# Programmier für S7-200 (Audi Neustadt) Reparatur gesucht



## jabba (8 August 2007)

Hallo Leute,

ich suche für meinen Kunden jemanden, der kurzfristig eine Anlage überprüfen und gegebenenfalls reparieren kann.
Ist ein mobiler Gasbooster, mit einer S7-200 CPU 214.
Die Anlage ist nicht von mir, daher kann ich auch nicht viel mehr dazu sagen, Auftrag käme direkt von meinem Kunden.
CPU ist in Stop, SF LED ist an.
Der Kunde hatte schon eine Elektrofirma beauftragt, die können aber keine SPS. 24V usw sind da, aber mehr konnten die nicht sagen.

Die Anlage steht bei Audi in Neustadt an der Donau.

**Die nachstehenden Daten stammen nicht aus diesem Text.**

PR #141, opened 2019-05-20
Run latest rustfmt (1.2.2-nightly)

faern:
Apparently rustfmt changed the formatting. Running the latest version now yields this result... I can't say I like the new one better than the old. All of the`if`s that are used as expressions that became one liners are harder to read IMO. But if we want to be able to keep using a formatter at all we must adhere to it, or configure it with `rustfmt.toml` if we want to use it, but not get this result 🤷‍♂

### DIFF
--- a/core/src/lib.rs
+++ b/core/src/lib.rs
@@ -39,16 +39,9 @@
 
 #![warn(missing_docs)]
 #![warn(rust_2018_idioms)]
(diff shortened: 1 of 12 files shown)


faern:
The CI is broken. This PR only changes formatting.

Amanieu:
I'm just going to merge it manually.

Issue #138, opened 2019-05-07
Shall `rand` be a dev-dependency in parking_lot_core, like in parking_lot?


vi:
Just connecting `parking_lot` brings entire chunk of `rand_*` entries into `cargo tree`.

Amanieu:
This is by design, some randomness is used as part of the fairness mechanism in parking_lot_core.

matklad:
Note that the future version of rand plans to prune dependencies a bit: https://github.com/rust-random/rand/issues/715

faern:
Could we not swap the `rand` dependency for `rand_pcg`? `parking_lot` currently uses `SmallRng` which in the background is just `rand_pcg::Pcg64Mcg` or `rand_pcg::Pcg32` depending on architecture.

matklad:
Another option, if we don't need super-high-quality randomness, is to just vendor xor-shift RNG, like the `[T]::sort` does:

https://github.com/rust-lang/rust/blob/c28084ac16af4ab594b6860958df140e7c876a13/src/libcore/slice/sort.rs#L486-L493

faern:
If we include a simple PRNG in `parking_lot` itself we get the benefit of being able to use it when `parking_lot` acts as the locking implementation inside libstd (#119) and we get less conditional compilation and a bit more randomness to the fairness in libstd.

Amanieu:
Vendoring a simple PRNG sounds like a good idea that will solve multiple problems.

faern:
I copied the linked PRNG from libstd and took a stab at implementing this. See #144. I have not evaluated the quality of that PRNG or anything. But this compiles and the tests pass.

vi:
> Vendoring a simple PRNG

What about vendoring a simple PRNG into Rust's libcore? It doesn't look OK if everybody around starts vendoring a simple PRNG.

Amanieu:
No, crates that need a PRNG should just use the `rand` crate. We only need to vendor one here because `parking_lot` is intended to be used as part of libstd, which cannoy depend on other crates.

matklad:
It might be worthwhile to do a release of `parking_lot` without `rand`: `rand` recieved a major version bump recently, so published `parking_lot` now depends on outdated version.

Amanieu:
I just published 0.8.1 without rand.

PR #144, opened 2019-05-30
Implement own xorshift PRNG to avoid rand dependency

faern:
Trying to solve #138 

The PRNG implementation is stolen from https://github.com/rust-lang/rust/blob/c28084ac16af4ab594b6860958df140e7c876a13/src/libcore/slice/sort.rs#L486-L493 as pointed out in the issue.

If we are happy with the PRNG algorithm, the only question is the seed. I simply used a pointer readily available when creating the `FairTimeout`. We could potentially also use the nanos offset from the elapsed timeout as a seed. Something like:
```rust
let seed = now.duration_since(self.timeout).as_nanos() as u32;
let nanos = Self::gen_u32_with_seed(seed) % 1_000_000;
```

### DIFF
--- a/core/src/parking_lot.rs
+++ b/core/src/parking_lot.rs
@@ -13,7 +13,6 @@ use core::{
     ptr,
     sync::atomic::{AtomicPtr, AtomicUsize, Ordering},
 };
-use rand::{rngs::SmallRng, FromEntropy, Rng};
 use smallvec::SmallVec;
 use std::time::{Duration, Instant};
 
@@ -80,14 +79,14 @@ struct FairTimeout {
     // Next time at which point be_fair should be set
     timeout: Instant,
 
-    // Random number generator for calculating the next timeout
-    rng: SmallRng,
+    // the PRNG state for calculating the next timeout
+    seed: u32,
 }
 
 impl FairTimeout {
     #[inline]
     fn new(timeout: Instant) -> FairTimeout {
-        FairTimeout { timeout, rng: SmallRng::from_entropy() }
+        FairTimeout { timeout, seed: &timeout as *const _ as usize as u32 }
     }
 
     // Determine whether we should force a fair unlock, and update the timeout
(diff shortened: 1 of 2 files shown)


faern:
A seed of zero will generate the output zero. If that ever happened we would be stuck forever on zero. Luckily the only input that gives zero as output is zero. So we must make sure the initial seed is non-zero and we are fine.

core/src/parking_lot.rs
```diff
@@ -80,27 +79,37 @@ struct FairTimeout {
...
-    rng: SmallRng,
+    // the PRNG state for calculating the next timeout
+    seed: u32,
 }
 
 impl FairTimeout {
     #[inline]
     fn new(timeout: Instant) -> FairTimeout {
-        FairTimeout { timeout, rng: SmallRng::from_entropy() }
+        FairTimeout { timeout, seed: &timeout as *const _ as usize as u32 }
```
Amanieu: I'm not a big fan of using memory addresses as seeds since they could in theory be used to leak memory layout information to attackers and defeat address space randomization. Could we maybe use `timeout.nanos() + 1` as the initial seed instead?

faern: Sure. I just now realized other downsides with the address approach as well. Fixing :+1:

faern: Well, `Instant` has no `nanos` method. We would need to compute a `Duration` for that.

faern: We could just take the `seed` as argument and have `HashTable::new` just have an incrementing counter it sends. So first `FairTimeout` has seed `1` etc.

Amanieu: Yes, an incrementing counter would work fine.

faern:
I removed the word "random" from "Random time between 0 and 1ms.". This is now very deterministic so I did not want to use the word in the wrong way.

faern:
I will be offline from now until Monday.

PR #377, opened 2016-01-20
Update long.js and bytebuffer.js.

chadharrington:
- Update long.js to latest upstream lib. 
- Update bytebuffer.js to use latest long.js.


chadharrington:
Thanks for the quick turnaround!

Deraen:
No problem.

Had some hicupps with the automated CI as it tried build bytebuffer first and failed because long wasn't available yet :D

PR #378, opened 2016-01-20
Upgrade react-datepicker

AshtonKem:
I'm getting errors on the old version, checking to see if a newer version fixes it.

### DIFF
--- a/react-datepicker/build.boot
+++ b/react-datepicker/build.boot
@@ -7,7 +7,7 @@
 
 (require '[cljsjs.boot-cljsjs.packaging :refer :all])
 
-(def +lib-version+ "0.15.2")
+(def +lib-version+ "0.18.0")
 (def +version+ (str +lib-version+ "-0"))
 
 (task-options!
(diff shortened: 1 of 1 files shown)


Deraen:
Thanks for the contribution, but I had to revert this. The package task is failing and I can't easily fix it because the zip file does not contain plain JS files anymore, only JSX files. Probably it would require running some NPM commands to run JSX/Browserify to build the plain file. Check e.g. forge package task for how to run Node during package: https://github.com/cljsjs/packages/blob/e7abebb298acc839ec0145c9ebf93a092bf2c6c6/forge/build.boot#L32

Please test changes locally in future before opening a PR.

ducky427:
@AshtonKem, have a look at this issue Hacker0x01/react-datepicker#303. Seems like the repo doesn't have a dist folder anymore.

ducky427:
@AshtonKem, generating `dist/react-datepicker.js` and `dist/react-datepicker.min.js` is relatively straightforward:

- `npm install`
- `grunt webpack`

The first command may complain if ruby and `scss-lint` aren't installed.

But generating the css file is more involved as it involves having ruby and [`scss-lint`](https://github.com/brigade/scss-lint) installed.

AshtonKem:
I was under the impression that cljsjs packages don't expose css files for its users. If that's the case, does it matter if the case files aren't generated?

--
Ashton

ducky427:
Currently `react-datepicker` does expose the css files for its users which can be used by `boot` but not using `lein`.

@Deraen whats the policy regarding css files?

Deraen:
If the package has css files, it's good to expose them. Other packages should contain examples about this.

CI system has Ryby available so it should be possible to run a gem command before running grunt build, to install `scss-lint`.

There is no reason why Lein users could not make use of those css files, they just need either smart enough plugin (less4clj) or some middleware to serve them.

PR #386, opened 2016-01-28
Add FileSaver.js

theasp:


Deraen:
As far as I can see, https://github.com/eligrey/FileSaver.js is upstream version. Only difference with Teleborder version seems to be bower.json.

Deraen:
Upstream version doesn't have any releases, but you can download zip for speicifc sha: https://github.com/eligrey/FileSaver.js/archive/230de7d1426d0d04abe782e0aed5800838892dd7.zip

FileSaver.js mentions `1.1.20151003` as version.

Deraen:
And I think proper sha to use would be one where version number was updated: https://github.com/eligrey/FileSaver.js/commit/f23c4a66dc9fa1af818322f08eb29a371ccb4ccf (to get zip url, click browse files and download).

theasp:
You are correct, I chose to use the fork due to it having actual releases.  I have updated it to match your comments above.

theasp:
*sigh*

Ok, it's good now. Let me know if you want anything further done to it.

Thanks

Deraen:
Should be good now.

To check if packaging works you can run `boot package` locally :)

PR #388, opened 2016-01-30
[react-motion] Update to 0.4.1

edannenberg:
This PR still has a few issues:

* The react-motion release archive no longer includes the built js file, apparently it is now only served via `npmcdn.com`. I changed the package task to download from there but the task fails with:

    clojure.lang.ExceptionInfo: javax.net.ssl.SSLException: Received fatal alert: internal_error

Not sure if this an error on my end or with java and `npmcdn.com`. I did however put the js file on my own http server for testing and the download task worked as expected.

* The minify task fails on my rig with:

    clojure.lang.ExceptionInfo: java.lang.IllegalArgumentException: No implementation of method: :file of protocol: #'boot.tmpdir/ITmpFile found for class: nil

Looks like it can't find the input file, the sift task correctly moved the file though.

Removing the minify task allowed me to build and test the jar with a simple reagent project. Everything seems to be in order.

On a side note I had to include `clj-http` dependency, missing dependency of the `boot-cljsjs` task?

### DIFF
--- a/react-motion/build.boot
+++ b/react-motion/build.boot
@@ -1,11 +1,15 @@
 (set-env!
   :resource-paths #{"resources"}
-  :dependencies '[[cljsjs/boot-cljsjs "0.5.0"  :scope "test"]
-                  [cljsjs/react       "0.13.3-1"]])
+  :dependencies '[[cljsjs/boot-cljsjs "0.5.1"  :scope "test"]
+                  [cljsjs/react       "0.14.3-0"]])
 
-(require '[cljsjs.boot-cljsjs.packaging :refer :all])
+(require '[cljsjs.boot-cljsjs.packaging :refer :all]
+         '[boot.core :as boot]
+         '[boot.tmpdir :as tmpd]
+         '[clojure.java.io :as io]
+         '[boot.util :refer [sh]])
 
-(def +lib-version+ "0.3.0")
+(def +lib-version+ "0.4.1")
 (def +version+ (str +lib-version+ "-0"))
 
 (task-options!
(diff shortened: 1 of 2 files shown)


Deraen:
Alternative to downloading build file from cdn would be to build the file from repo. React-motion readme mentions `npm run prerelease`.

There is one wexample of calling npm from Boot: https://github.com/cljsjs/packages/blob/d1cbb8a9be1d6737028ede59522323f2a4585ca8/blockapps/build.boot

> On a side note I had to include clj-http dependency, missing dependency of the boot-cljsjs task?

Download task loads clj-http into a pod,  so a dependency should not be required: https://github.com/cljsjs/boot-cljsjs/blob/master/src/cljsjs/boot_cljsjs/packaging.clj#L83

edannenberg:
> Alternative to downloading build file from cdn would be to build the file from repo. React-motion readme mentions npm run prerelease.

I was trying to avoid that as it is not really portable in my mind, but if that is a acceptable solution I will change the PR.

>> On a side note I had to include clj-http dependency, missing dependency of the boot-cljsjs task?

> Download task loads clj-http into a pod, so a dependency should not be required: https://github.com/cljsjs/boot-cljsjs/blob/master/src/cljsjs/boot_cljsjs/packaging.clj#L83

I could reproduce the issue by setting `BOOT_HOME` to a fresh location on another drive, `boot package` fails with:

    Downloading react-motion.js
    clojure.lang.ExceptionInfo: java.lang.NoClassDefFoundError: IllegalName: compile__stub.clj_http.headers.clj-http.headers/HeaderMap, compiling:(clj_http/headers.clj:105:1)

Adding `clj-http` dependency to `build.boot` fixes the error. Using the default `BOOT_HOME` I could not reproduce the issue. Maybe just one more of those lovely Windows quirks.

Any ideas on the minify issue?

edannenberg:
As the minify task runs fine on CI it's apparently another Windows issue on my rig, running everything via gitbash. Anyways, looking good now.

PR #389, opened 2016-01-31
Upgrade ol3 to latest version

tatut:
I simply changed the version numbers and checksums. Tried locally with figwheel and :advanced build, both seemed to work fine.


Deraen:
CI had some OOM problems probably caused by large archive files but I think I got that fixed.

Da ich aus Köln komme, wäre die Anreise oder das abholen der Anlage wohl etwas teuer.

Kontakt 0221/9875567
(Klingeln lassen, wird weitergeleitet)


----------



## Jelly (8 August 2007)

*Welches Neustadt?*

Hallo!

Welches Neustadt ist das? Die Donau is laaaang...

Etwa Titisee-Neustadt?? Wäre ja fast bei mir um die Ecke!


----------



## jabba (8 August 2007)

Nein ist Neustadt an der Donau, so heisst der Ort.
ca 20km von Ingolstadt entfernt.


----------



## maxi (8 August 2007)

Hm, währe nicht weit von mir. Jedoch in der 200er nicht wirklich Fit bin.


----------



## little_people (8 August 2007)

tja hätte schon interesse nur ist wahrscheinlich die anreise zu weit bzw. besteht überhaupt das problem noch?


----------



## jabba (8 August 2007)

Problem besteht noch.

Nur sollte jemand in der Lage sein , den Fehler definitiv zu finden.
Also "hab schon mal eine S7-200 gesehen" reicht nicht.
Die Anlage muss unbedingt bis Mo/Die laufen.
Da ich ja auch schon mehrere Stunden (>4-5std) fahren muss, überlege ich schon direkt eine komplette Ersatz SPS zu ordern, und runter zu fahren.

Nochmal ein paar Detail´s.
Die Anlage hat schon lange gelaufen, eventuell ist bei Gewitter eine Baugruppe zerstört worden, oder das Programm ist weg.
Das heisst es muss nix programmiert werden, maximal müßte das Programm noch mal eingespielt werden.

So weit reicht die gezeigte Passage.